Mississippi Gov. Haley Barbour called the damage wrought by Hurricane Katrina "unimaginable." We no longer have to imagine the death and destruction; We are seeing the unimaginable become tragic reality 24/7 on our TV screens. The challenge now facing Congress and Gulf-State legislatures is to imagine the unimaginable future -- while doing everything possible to assist people recover from the current emergency -- to prepare for future emergencies, reform and restructure government, which clearly failed catastrophically at all levels during the last week, and incentivize and empower private ownership and private enterprise.

The huge calamity of Katrina and the need to rebuild the Gulf Coast provides Congress and state legislatures with the opportunity to implement big ideas that could begin to transform America in the first decade of the 21st century. We have a golden opportunity to "green line" the Delta and Gulf Coast with government policies that facilitate and empower the private sector and private citizens.

Out of the tragedies of the U.S. Civil War and World War II, Presidents Lincoln and Roosevelt imagined an unimaginable future. They created transformative programs that helped define the American dream of ownership and economic empowerment. Lincoln's Homesteading Act empowered people with title to 160 acres of land, free, and Roosevelt's Federal Housing Authority and GI Bill of Rights offered ways for capital-less people to own a house and to receive higher education.

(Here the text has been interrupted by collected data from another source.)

PR #2131, opened 2026-06-27
fix: match registry host case-insensitively in policy rules

### LINKED ISSUE #2130: Policy rules match the registry host case-sensitively
**Describe the bug**

`Config.MatchingRule` (`internal/config/config.go`) matches the image against policy rule patterns case-sensitively on the registry host. Registry hosts are case-insensitive, so `MyRegistry.io/app` and `myregistry.io/app` pull the same image but match different rules, and can be validated by different validators.

**Expected behavior**

The registry host should be matched case-insensitively, so the same image maps to the same rule regardless of host case. The repository path should stay case-sensitive.

**Optional: To reproduce**

With rules `myregistry.io/secure/*` (strict validator) and `*` (a more permissive validator):

```go
c := Config{Rules: []policy.Rule{
    {Pattern: "myregistry.io/secure/*", Validator: "strict"},
    {Pattern: "*", Validator: "permissive"},
}}
r1, _ := c.MatchingRule("myregistry.io/secure/app:1") // -> strict
r2, _ := c.MatchingRule("MyRegistry.io/secure/app:1") // -> permissive
```

The uppercase-host reference skips the specific rule and falls through to the broader one. With the default policy (`*: deny`) this fails closed, so the impact depends on a configuration that pairs a specific rule with a more permissive catch-all.

**Optional: Versions**

- Connaisseur: `develop` at `0c40cab`

The fix is to case-fold the registry host (the component before the first `/`) of both the image and the patterns before matching, leaving the path untouched. I can open a PR with the change and a test.

kanywst:
Fixes #2130

## Description

Policy rules matched the registry host case-sensitively, so the same image referenced with a different-case host matched a different rule. Registry hosts are case-insensitive. This case-folds the registry host of both the image and the patterns before matching, leaving the repository path untouched.

## Checklist

### DIFF
--- a/internal/config/config.go
+++ b/internal/config/config.go
@@ -76,13 +76,28 @@ func (c Config) Validator(key string) (*validator.Validator, error) {
 	return nil, fmt.Errorf("validator \"%s\" not found", key)
 }
 
+// foldHost lowercases only the registry host of a reference or pattern; the
+// first component counts as a host if it has "." or ":" or is "localhost".
+func foldHost(ref string) string {
+	i := strings.IndexByte(ref, '/')
+	if i < 0 {
+		return ref
+	}
+	host := ref[:i]
+	if !strings.ContainsAny(host, ".:") && host != "localhost" {
+		return ref
+	}
+	return strings.ToLower(host) + ref[i:]
+}
+
 // Gets the most specific matching rule for a given image from the config.
 func (c Config) MatchingRule(image string) (*policy.Rule, error) {
+	image = foldHost(image)
 	// start with empty pattern
 	bestMatch := policy.NewMatch(policy.Rule{}, "")
 
 	for _, rule := range c.Rules {
-		pattern := rule.Pattern
+		pattern := foldHost(rule.Pattern)
 
 		// prepend wildcard if not present
 		if !strings.HasPrefix(pattern, "*") {
--- a/internal/config/config_test.go
+++ b/internal/config/config_test.go
@@ -99,6 +99,8 @@ func TestMatchingRule(t *testing.T) {
 		},
 		{"my.registry/test:tag", "my.registry/test"},
 		{"my.registry/abc:tag", "my.registry/*"},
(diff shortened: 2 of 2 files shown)


Starkteetje:
Hi @kanywst 
thank you for your issue and contribution.

I agree that we can fix the image host and likely also images (IIRC docker repos and names need to be lower-case).
I'm not entirely sure, whether we should meddle with the patterns the user supplied (@phbelitz any thoughts?), but if we do, we definitely need to take care.

There's an issue with the implementation: We allow wildcard patterns, so `foldHost` of pattern `*:myTag` would lowercase the tag which is case-sensitive. Filtering after `:` in additon to `/` also won't work due to IPv6 addresses which could be part of the host, so I guess we'll need to parse the reference properly, likely best inside internal/image/image.go directly

kanywst:
@Starkteetje 
Good catches, fixed both. `foldHost` only folds the host now. Happy to move it into `internal/image` if you prefer; the pattern-normalization call I'll leave to you.

internal/config/config.go
```diff
@@ -76,13 +76,28 @@ func (c Config) Validator(key string) (*validator.Validator, error) {
...
 
+// foldHost lowercases only the registry host of a reference or pattern; the
+// first component counts as a host if it has "." or ":" or is "localhost".
+func foldHost(ref string) string {
+	i := strings.IndexByte(ref, '/')
+	if i < 0 {
+		return ref
+	}
+	host := ref[:i]
+	if !strings.ContainsAny(host, ".:") && host != "localhost" {
```
Starkteetje, line 87: This won't work for LocalHost since the check is case-sensitive

Starkteetje (commented):
I'll add a fix for the localhost thingy and open a new PR (#2137) with the cherrypicked changes, since our pipeline currently doesnt work for outside contributors

Starkteetje:
Merged in #2137 . Hopefully, we get to release today, in which case this would be live later

PR #2139, opened 2026-07-10
build: Remove hidden files from build context

Starkteetje:
## Description

Remove hidden files from build context

## Checklist

### DIFF
--- a/.dockerignore
+++ b/.dockerignore
@@ -13,3 +13,5 @@ helm/
 LICENSE
 Makefile
 mkdocs.yml
+# ignore hidden files/folders
+**/.?*


.dockerignore
```diff
@@ -13,3 +13,5 @@ helm/
 LICENSE
 Makefile
 mkdocs.yml
+# ignore hidden files/folders
+**/.?*
```
phbelitz, line 17: whta does the `?` do here? is it similar to regex, so i could math files with `.` prefixes, but doesn't have to?

Starkteetje: dockerignore regex isnt the same are normal regex. `.` is just the dot character and `?` is any character (same as . in normal regex)

So
`**/` - any directory depth
`.` - file or folder starts with `.`
`?` - then there is any character
`*` - then there are arbitrary many chars following

We want /. do be part of the context and with just `**/.*` our build command doesn't work as it uses current dir `.` as context, which is why we need to add something and that is just any arbitrary char

phbelitz (approved):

As we think about the government's role in assisting people get back on their feet after Katrina, we should be thinking about how to expand private property rights, business ownership and create rational incentives to build a new Gulf Coast and Delta Region unencumbered by bureaucratic rules and strictures. We have an enormous opportunity to replace outmoded government programs and bureaucracies with public-private partnerships and new private institutions that are built upon the foundation of individual ownership, private property rights, personal responsibility and social justice that an ownership society brings.